*What you will do:*
For the data below, please report each line where the word "production" is found.

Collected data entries

|---|

Issue #42, opened 2020-07-01
Specify browsing context discovery


jgraham:
We need a mechanism to discover which top level / other browsing contexts exist and a set of events for the browsing context lifecycle (created/destroyed/etc.).

shs96c:
The mechanism to discover top-level browsing contexts maps cleanly to [Get Window Handles](https://www.w3.org/TR/webdriver/#get-window-handles).

k7z45:
From ChromeDriver side, suppose DevTools is listening on a specific port say 64266.
We would first query http://localhost:64266/json/list via http for the top level browsing contexts and then we have a 
[navigation tracker](https://source.chromium.org/chromium/chromium/src/+/master:chrome/test/chromedriver/chrome/navigation_tracker.cc;l=219) that would process the events on the same port via WebSocket for the frame related events.
For example, for child browsing context, we can listen for [Page.frameAttached ](https://chromedevtools.github.io/devtools-protocol/tot/Page/#event-frameAttached).
I am not sure if there is an equivalent CDP command for querying http://localhost:64266/json/list via WebSocket(maybe [Target.getTargets](https://chromedevtools.github.io/devtools-protocol/tot/Target/#method-getTargets)?).

foolip:
This is being done in https://github.com/w3c/webdriver-bidi/pull/62.

foolip:
Let's called this fixed by https://github.com/w3c/webdriver-bidi/pull/62.

PR #62, opened 2020-10-22
Add a contexts module

jgraham:
This contains a command to get all the child contexts of a given
context, or to get all top-level contexts. It also provides events to
monitor when contexts are created or destroyed.

This is the first module to contain any events, so some infrastructure
for emitting events is also added.

***
<a href="https://pr-preview.s3.amazonaws.com/w3c/webdriver-bidi/pull/62.html" title="Last updated on Dec 11, 2020, 4:58 PM UTC (2e9c116)">Preview</a> | <a href="https://pr-preview.s3.amazonaws.com/w3c/webdriver-bidi/62/cc638d0...2e9c116.html" title="Last updated on Dec 11, 2020, 4:58 PM UTC (2e9c116)">Diff</a>

### DIFF
--- a/index.bs
+++ b/index.bs
@@ -46,6 +46,7 @@ spec: WEBDRIVER; urlPrefix: https://w3c.github.io/webdriver/
     text: invalid argument; url: dfn-invalid-argument
     text: unknown command; url: dfn-unknown-command
     text: no such element; url: dfn-no-such-element
+    text: no such frame; url: dfn-no-such-frame
     text: active sessions; url: dfn-active-session
     text: local end; url: dfn-local-ends
     text: matched capability serialization algorithm; url: dfn-matched-capability-serialization-algorithm
@@ -83,6 +84,12 @@ spec: ECMASCRIPT; urlPrefix: https://tc39.es/ecma262/
     text: ToString; url: sec-tostring
     text: Type; url: sec-ecmascript-data-types-and-values
     text: realm; url: sec-code-realms
+spec: HTML; urlPrefix: https://html.spec.whatwg.org/
+  type: dfn
+    text: a browsing context is discarded; url: a-browsing-context-is-discarded
+    text: create a new browsing context; url: creating-a-new-browsing-context
+    text: remove a browsing context; url: bcg-remove
+    text: session history; url: session-history
 </pre>
 
 <pre class="link-defaults">
@@ -140,7 +147,8 @@ Command = {
 }
 
 CommandData = (
-  SessionCommand
+  SessionCommand //
+  BrowsingContextCommand
 )
 
 EmptyParams = { *text }
@@ -157,7 +165,7 @@ Message = (
 
 CommandResponse = {
   id: uint,
-  value: ResultData,
+  result: ResultData,
   *text => any
 }
 
@@ -170,13 +178,19 @@ ErrorResponse = {
 
 ResultData = (
   EmptyResult //
-  SessionResult
+  SessionResult //
+  BrowsingContextResult
 )
 
 EmptyResult = {}
 
-Event = (
+Event = {
+  EventData,
   *text => any
+}
+
+EventData = (
+  BrowsingContextEvent
 )
 </pre>
 
@@ -282,24 +296,29 @@ disabled for a given browsing context.
 <div algorithm>
 
 To determine if an <dfn export>event is enabled</dfn> given |session|,
-|event name| and |browsing context|:
+|event name| and |browsing contexts|:
 
-  1. While |browsing context| is not null:
+Note: |browsing contexts| is a set because a [=shared worker=] can be associated
+      with multiple contexts.
 
-    1. Let |event map| be the [=browsing context event map=] for |session|.
+  1. For each |browsing context| in |browsing contexts|:
 
-    1. If |event map| contains an entry for |browsing context|, let |browsing
-       context events| be |event map|[|browsing context|].  Otherwise let
-       |browsing context events| be null.
+    1. While |browsing context| is not null:
 
-    1. If |browsing context events| is not null, and |browsing context events|
-       contains an entry for |event name| return |browsing context
-       events|[|event name|].
+      1. Let |event map| be the [=browsing context event map=] for |session|.
 
-    1. Let |browsing context| be the [=parent browsing context=] of |browsing
-       context|, if it has one, or null otherwise.
+      1. If |event map| [=contains=] |browsing context|, let |browsing context
+         events| be |event map|[|browsing context|].  Otherwise let |browsing
+         context events| be null.
 
-  1. If the [=global event set=] for |session| contains |event name| return
+      1. If |browsing context events| is not null, and |browsing context events|
+         [=contains=] for |event name| return |browsing context
+         events|[|event name|].
+
+      1. Let |browsing context| be the [=parent browsing context=] of |browsing
+         context|, if it has one, or null otherwise.
+
+  1. If the [=global event set=] for |session| [=contains=] |event name| return
      true.
 
   1. Return false.
@@ -362,7 +381,7 @@ listeners</dfn>, which is initially empty.
 
 A WebDriver [=/session=] has a <dfn>WebSocket connection</dfn> which is
 a network connection that follows the requirements of the
-[[!RFC6455|WebSocket protocol]].
+[[!RFC6455|WebSocket protocol]]. This is initially null.
 
 <div>
 
@@ -517,7 +536,7 @@ To <dfn>handle an incoming message</dfn> given a [=WebSocket connection=]
 
     1. Let |matched| be the map representing the matched data.
 
-    1. Assert: |matched| contains "<code>id</code>", "<code>method</code>", and
+    1. Assert: |matched| [=contains=] "<code>id</code>", "<code>method</code>", and
        "<code>params</code>".
 
     1. Let |command id| be |matched|["<code>id</code>"].
@@ -569,6 +588,27 @@ To <dfn>handle an incoming message</dfn> given a [=WebSocket connection=]
 </div>
 
 <div algorithm>
+To <dfn export>emit an event</dfn> given |body| and |related contexts|:
+
+ 1. [=Assert=]: |body| has [=map/size=] 2 and [=contains=] "<code>method</code>"
+    and "<code>params</code>".
+
+ 1. If the [=current session=] is null, or the [=current session=]'s [=WebSocket
+    Connection=] is null then return.
+
+ 1. If [=event is enabled=] given [=current session=],
+    |body|["<code>method</code>"] and |related contexts|:
+
+   1. Let |connection| be the [=current session=]'s [=WebSocket connection=].
+
+   1. Let |serialized| be the result of [=serialize an infra value to JSON
+        bytes=] given |body|.
+
+   1. [=Send a WebSocket message=] comprised of |serialized| over |connection|.
+
+</div>
+
+<div algorithm>
 To <dfn>respond with an error</dfn> given a [=WebSocket connection=]
 |connection|, |command id|, and |error code|:
 
@@ -590,6 +630,7 @@ To <dfn>respond with an error</dfn> given a [=WebSocket connection=]
  1. [=Send a WebSocket message=] comprised of |response| over |connection|.
 
 </div>
+
 
 <div algorithm>
 To <dfn>handle a connection closing</dfn> given a
@@ -663,18 +704,6 @@ Common Data Types {#data-types}
 ===============================
 
 This section defines data types which are common to many modules.
-
-## Browsing Context ## {#data_types-browsing_context}
-
-[=remote end definition=] and [=local end definition=]
-```
-BrowsingContext = text;
-```
-
-Each [=/browsing context=] has an associated <dfn export>browsing context id</dfn>,
-which is a string uniquely identifying that browsing context. For browsing
-contexts with an associated WebDriver [=window handle=] the [=/browsing context
-id=] must be the same as the [=window handle=].
 
 ## Realm ## {#data-types-realm}
 
@@ -1103,7 +1132,7 @@ To <dfn>serialize as a remote value</dfn> given an |value|, a |max depth|,
               1. Set |serialized|["<code>namespaceURI</code>"] to [=Get=](|value|, "namespaceURI")
 
 
-            1. Let |child node count| be the size of |serialized|'s [=children=].
+            1. Let |child node count| be the [=list/size=] of |serialized|'s [=children=].
 
             1. Set |serialized|["<code>childNodeCount</code>" to |child node count|
 
@@ -1223,7 +1252,7 @@ To <dfn>serialize as a mapping</dfn> given |iterable|, |max depth|,
 
     1. Let |property| be [=CreateListFromArrayLike=](|item|)
 
-    1. Assert: |property| is a list of size 2
+    1. Assert: |property| is a list of [=list/size=] 2
 
     1. Let |key| be |property|[0] and let |value| be |property|[1]
 
@@ -1248,7 +1277,7 @@ To <dfn>serialize as a mapping</dfn> given |iterable|, |max depth|,
 Modules {#modules}
 ==================
 
-## Session ## {#module-session}
+## The session Module ## {#module-session}
 
 The <dfn export for=modules>session</dfn> module contains commands and
 events for monitoring the status of the remote end.
@@ -1258,8 +1287,8 @@ events for monitoring the status of the remote end.
 [=remote end definition=]
 
 <pre class="cddl remote-cddl">
-SessionCommand = (StatusCommand //
-                  SubscribeCommand)
+SessionCommand = (SessionStatusCommand //
+                  SessionSubscribeCommand)
 </pre>
 
 [=local end definition=]
@@ -1289,7 +1318,7 @@ To <dfn lt="updating the event map">update the event map</dfn>, given
 
       1. If |enabled| is true, for each |event name| in |event names|,
          append |event name| to |global event set|. Otherwise for for each
-         |event name| in |event names|, if the |global event set| contains
+         |event name| in |event names|, if the |global event set| [=contains=]
          |event name|, remove |event name| from the |global event set|.
 
       1. Return
@@ -1298,12 +1327,9 @@ To <dfn lt="updating the event map">update the event map</dfn>, given
 
     1. For each entry |context id| in the |list of contexts|:
 
-      1. If there is no browsing context with [=browsing context id=] |context id| return
-         [=error=] with [=error code=] [=invalid argument=]
-
-      1. Let |context| be the browsing context with id |context id|. If the
-         |event map| does not contain an entry for |context|,
-         set the value of the entry for |context| to a new empty map.
+      1. Let |context| be the result of [=trying=] to [=get a browsing context=]
+         with |context id|.  If the |event map| does not contain an entry for
+         |context|, set the value of the entry for |context| to a new empty map.
 
       1. Get the entry from the |event map| for |context| and append it to
          |targets|.
@@ -1323,9 +1349,11 @@ To <dfn lt="updating the event map">update the event map</dfn>, given
     filter only those that ought to be returned to the local end.
 </div>
 
-### Status ### {#command-session-status}
+### Commands ### {#module-session-commands}
 
-The <dfn for=commands>status</dfn> command returns information about
+#### The session.status Command #### {#command-session-status}
+
+The <dfn export for=commands>session.status</dfn> command returns information about
 whether a remote end is in a state in which it can create new sessions,
 but may additionally include arbitrary meta information that is specific
 to the implementation.
@@ -1334,7 +1362,7 @@ to the implementation.
    <dt>Command Type</dt>
    <dd>
       <pre class="cddl remote-cddl">
-      StatusCommand = {
+      SessionStatusCommand = {
         method: "session.status",
         params: EmptyParams,
       }
@@ -1343,7 +1371,7 @@ to the implementation.
    <dt>Return Type</dt>
    <dd>
       <pre class="cddl local-cddl">
-      StatusResult = {
+      SessionStatusResult = {
         ready: bool,
         message: text,
       }
@@ -1366,10 +1394,10 @@ The [=remote end steps=] are:
 
 2. Return [=success=] with data |body|
 
-### Subscribe ### {#command-session-subscribe}
+#### The session.subscribe Command #### {#command-session-subscribe}
 
-The <dfn export for=commands>subscribe</dfn> command enables certain events either
-globally or for a set of browsing contexts
+The <dfn export for=commands>session.subscribe</dfn> command enables certain events
+either globally or for a set of browsing contexts
 
 Issue: This needs to be generalized to work with realms too
 
@@ -1377,12 +1405,12 @@ Issue: This needs to be generalized to work with realms too
    <dt>Command Type</dt>
    <dd>
       <pre class="cddl remote-cddl">
-      SubscribeCommand = {
+      SessionSubscribeCommand = {
         method: "session.subscribe",
         params: SubscribeParameters
       }
 
-      SubscribeParameters = {
+      SessionSubscribeParameters = {
         events: [*text],
         ?contexts: [*BrowsingContext],
       }
@@ -1408,10 +1436,10 @@ The [=remote end steps=] with |command parameters| are:
        |list of event names|, |list of contexts| and enabled true.
 </div>
 
-### Unsubscribe ### {#command-session-unsubscribe}
+#### The session.unsubscribe Command #### {#command-session-unsubscribe}
 
-The <dfn export for=commands>unsubscribe</dfn> command disables events either
-globally or for a set of browsing contexts
+The <dfn export for=commands>session.unsubscribe</dfn> command disables events
+either globally or for a set of browsing contexts
 
 Issue: This needs to be generalised to work with realms too
 
@@ -1419,7 +1447,7 @@ Issue: This needs to be generalised to work with realms too
    <dt>Command Type</dt>
    <dd>
      <pre class="cddl remote-cddl">
-     UnsubscribeCommand = {
+     SessionUnsubscribeCommand = {
        method: "session.unsubscribe",
        params: SubscribeParameters
      }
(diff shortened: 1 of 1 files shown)


bwalderman (changes requested):

index.bs
```diff
@@ -904,3 +922,207 @@ The [=remote end steps=] with |command parameters| are:
     1. Return the result of [=updating the event map=] with [=current session=],
        |list of event names|, |list of contexts| and enabled false.
 </div>
+
+
+## Context ## {#module-contexts}
+
+The <dfn export for=modules>context</dfn> module contains commands and
```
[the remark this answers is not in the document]
jgraham: The intent is that real would be different. Practically I think the implication would be that you could easily enable all context events with a single enable events call, and not also get realm events. That seems like a pretty common requirement for me (e.g. for any automation that doesn't care to interact with workers).

index.bs
```diff
@@ -904,3 +922,207 @@ The [=remote end steps=] with |command parameters| are:
...
+associated WebDriver [=window handle=] the [=/browsing context id=] must be the
+same as the [=window handle=].
+
+<div algorithm>
+To <dfn>get a browsing context</dfn> given |context id|:
+
+ 1. If |context id| is null, return [=success=] with data null.
+
+ 1. If there is no browsing context with [=browsing context id=] |context id| return
+    [=error=] with [=error code=] [=invalid argument=]
```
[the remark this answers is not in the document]
jgraham: Done. I think we probably want a new errors section with some values that map onto the old errors and some that don't.

bwalderman (changes requested):
CDP has Page.frameAttached and Page.frameDetached to indicate when a nested browsing context (frame) is attached or detach from a parent.

Since we're including the `parent` browsing context ID in the `contextCreated` and `contentDestroyed` events, its important to also let the client know if this `parent` ever changes for a given context. I'd suggest adding `contextAttached` and `contextDetached` events that correspond to the CDP events above. The remote end event trigger could be something like:

"When a [browsing context container's](https://html.spec.whatwg.org/#browsing-context-container) [nested browsing context](https://html.spec.whatwg.org/#nested-browsing-context) changes"

jgraham:
> CDP has Page.frameAttached and Page.frameDetached to indicate when a nested browsing context (frame) is attached or detach from a parent.

If I understand the spec correctly we will always generate `contextCreated` and `contextDestroyed` events for these cases. From HTML:
> When an iframe element element is inserted into a document whose browsing context is non-null, the user agent must run these steps:
>
>    Create a new nested browsing context for element.
>
>    Process the iframe attributes for element, with initialInsertion set to true.
>
> When an iframe element is removed from a document, the user agent must discard the element's nested browsing context, if it is not null, and then set the element's nested browsing context to null.

So removing an iframe will cause it to be discarded generating a `contextDestoyed` event, and inserting it into a new parent will cause a new context to be created causing a `contextCreated` event.

index.bs
```diff
@@ -1462,3 +1484,229 @@ The [=remote end steps=] with |command parameters| are:
...
+    |parent|. Otherwise let |parent| and |parent id| be null.
+
+ 1. Let |params| be a map matching the <code>ContextDestroyedParameters</code>
+    production, with the <code>context</code> field set to |context id|,
+    and the <code>parent</code> field set to |parent id|.
+
+ 1. Let |body| be a map matching the <code>ContextDestroyedEvent</code>
+    production, with the <code>params</code> field set to |params|.
+
+ 1. Let |related contexts| be a set.
```
bwalderman, line 1706: Nit: These can be combined into one step like above.

index.bs
```diff
@@ -1462,3 +1484,229 @@ The [=remote end steps=] with |command parameters| are:
...
+
+ 1. If |parent| is not null. append |parent| to |related contexts|.
+
+ 1. [=Emit an event=] with |body| and |parent id|.
```
bwalderman, line 1710:
```suggestion
 1. [=Emit an event=] with |body| and |related contexts|.
```

bwalderman (changes requested):

bwalderman:
> If I understand the spec correctly we will always generate `contextCreated` and `contextDestroyed` events for these cases. From HTML:
> 
> > When an iframe element element is inserted into a document whose browsing context is non-null, the user agent must run these steps:
> > Create a new nested browsing context for element.
> > Process the iframe attributes for element, with initialInsertion set to true.
> > When an iframe element is removed from a document, the user agent must discard the element's nested browsing context, if it is not null, and then set the element's nested browsing context to null.
> 
> So removing an iframe will cause it to be discarded generating a `contextDestoyed` event, and inserting it into a new parent will cause a new context to be created causing a `contextCreated` event.

Thanks. After looking at the HTML spec I agree `contextCreated` and `contextDestroyed` match the behavior defined there.

bwalderman:
I'm a little nervous about use the name `context` in the module and its commands/events instead of `browsingContext`. The word `context` on its own is very generic and we may want other kinds of "contexts" to the protocol. BrowsingContext seems much more clear, and leaves open the possibility of adding any FooContext or BarContext concepts we may need in the future.

jgraham:
> I'm a little nervous about use the name `context` in the module and its commands/events instead of `browsingContext`. The word `context` on its own is very generic and we may want other kinds of "contexts" to the protocol. BrowsingContext seems much more clear, and leaves open the possibility of adding any FooContext or BarContext concepts we may need in the future.

Yeah, that's reasonable. Do we want commands like `BrowsingContext.getBrowsingContexts` or more like `BrowsingContext.getAll`?

jgraham:
> > I'm a little nervous about use the name `context` in the module and its commands/events instead of `browsingContext`. The word `context` on its own is very generic and we may want other kinds of "contexts" to the protocol. BrowsingContext seems much more clear, and leaves open the possibility of adding any FooContext or BarContext concepts we may need in the future.
> 
> Yeah, that's reasonable. Do we want commands like `BrowsingContext.getBrowsingContexts` or more like `BrowsingContext.getAll`?

I decided to go with something more like the latter.

index.bs
```diff
@@ -306,22 +318,24 @@ disabled for a given browsing context.
 <div algorithm>
 
 To determine if an <dfn export>event is enabled</dfn> given |session|,
-|event name| and |browsing context|:
+|event name| and |browsing contexts|:
```
foolip, line 321: Making *browsing contexts* plural here is probably in the service of an anticipated future need, but I wonder what it is? Right now, it will either be an empty set or a set of one thing, the possible  parent browsing context for the context being created or destroyed.

The behavior here is to treat the event as enabled if it's enabled in any of the given browsing contexts, but when will be be passing in multiple browsing contexts here?

This also had the side effect making a browsing context optional, but if that's the main purpose maybe we can make it explicitly optional, but still singular?

index.bs
```diff
@@ -581,6 +595,26 @@ To <dfn>handle an incoming message</dfn> given a [=WebSocket connection=]
 
 </div>
 
+<div algorithm>
+To <dfn export>emit an event</dfn> given |body| and |related contexts|:
+
+ 1. [=Assert=]: |body| has size 2 and contains "<code>method</code>" and "<code>params</code>".
```
foolip, line 601: Linking https://infra.spec.whatwg.org/#map-size and https://infra.spec.whatwg.org/#map-exists here would be good, also making it clear that *body* is a map.

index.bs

|---|

*Result:*
+    production, with the <code>context</code> field set to |context id|,
+    production, with the <code>params</code> field set to |params|.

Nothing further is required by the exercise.